Bonnie had wanted to stay in Orlando, stay cuddled under the scratchy motel sheets and make love while the rain drummed on the windows. Why wasn't that enough for him?
She'd almost asked that very question as they sat in the dark on Augustine's patio after the adventure in Stiltsville. And later, on the way to the airport. And again, standing at the Delta gate, when he'd hugged her in a loose and distracted way, his hair and shirt reeking of cigarets.
But Bonnie hadn't asked. The moment wasn't right; he was a man with a purpose. A grown-up man, just like her mother wanted her to find. Except her mother thought Max was an asshole. Her father, well, he thought Max Lamb was a fine young fella. He thought all Bonnie's boyfriends had been fine young fellas.
She wondered what her father would think of her now, on the way to a hospital, scrunched in the front seat of a pickup truck between a one-eyed, toad-smoking kidnapper and a plane-crash survivor who juggled skulls.
Brenda Rourke's head was fractured in three places, and one of her cheeks needed reconstruction. She was bleeding under the right temporal bone, but doctors had managed to stanch it. A plastic surgeon had repaired a U-shaped gash on her forehead, stitching the loose flap above the hairline.
Bonnie Lamb had never seen such terrible wounds. Even the governor seemed shaken. Augustine fastened his eyes on his shoetops-the sounds and smells of the hospital were too familiar. He felt parched.
Jim Tile held both of Brenda's hands in one of his own. Her eyes were open but unfocused; she had no sense of anyone besides Jim at her bedside. She was trying to talk through the drugs and the pain; he leaned closer to listen.
After a while he straightened, announcing in a low, angry voice, "The bastard stole her ring. Her mother's wedding ring."

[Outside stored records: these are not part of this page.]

PR #385, opened 2026-08-28
Replace bare Function types with real signatures

brainkim:
Removes every use of the bare `Function` type from src/, per the new house style (`@typescript-eslint/no-unsafe-function-type` in @b9g/eslint-config). `Function` permits calls with any arguments and returns `any`, so none of these call sites were being checked.

- The `schedule`/`cleanup`/`after` callback sets store `(value: any) => unknown` (a `ValueCallback` alias). The parameter is `any` because the module-level maps are keyed by non-generic `ContextState`, erasing each context's `TResult` — but arity and the return type are now checked at the flush sites.
- The pull-controller `onDiff` resolver states its real type, `(diff: Promise<undefined> | undefined) => void`.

Skink slipped from the room so quietly that Bonnie and Augustine didn't notice immediately. There was no trace of him outside the door, but a rush of blue and white uniforms attracted them to the end of the hall. The governor was in the nursery, strolling among the newborns. He carried an infant in the crook of each arm. The babies slept soundly, and he studied them with profound sadness. To Bonnie Lamb he appeared harmless, despite the rebellious beard and the grubby combat pants and the army boots. A trio of husky orderlies conferred at a water fountain; apparently a negotiation had already been attempted, with poor results. Calmly Jim Tile entered the nursery and returned the infants to their glass cribs.
Nobody intervened when the trooper led Skink out of the hospital, because it looked like a routine arrest; another loony street case hauled to the stockade: Jim Tile, his arm around the madman, walking him briskly down the maze of pale-green corridors; the two of them talking intently; Bonnie and Augustine dodging wheel-chairs and gurneys and trying to keep up.
When they reached the parking lot, Jim Tile said he had to go to work. "The President's coming, and guess who gets to clear traffic."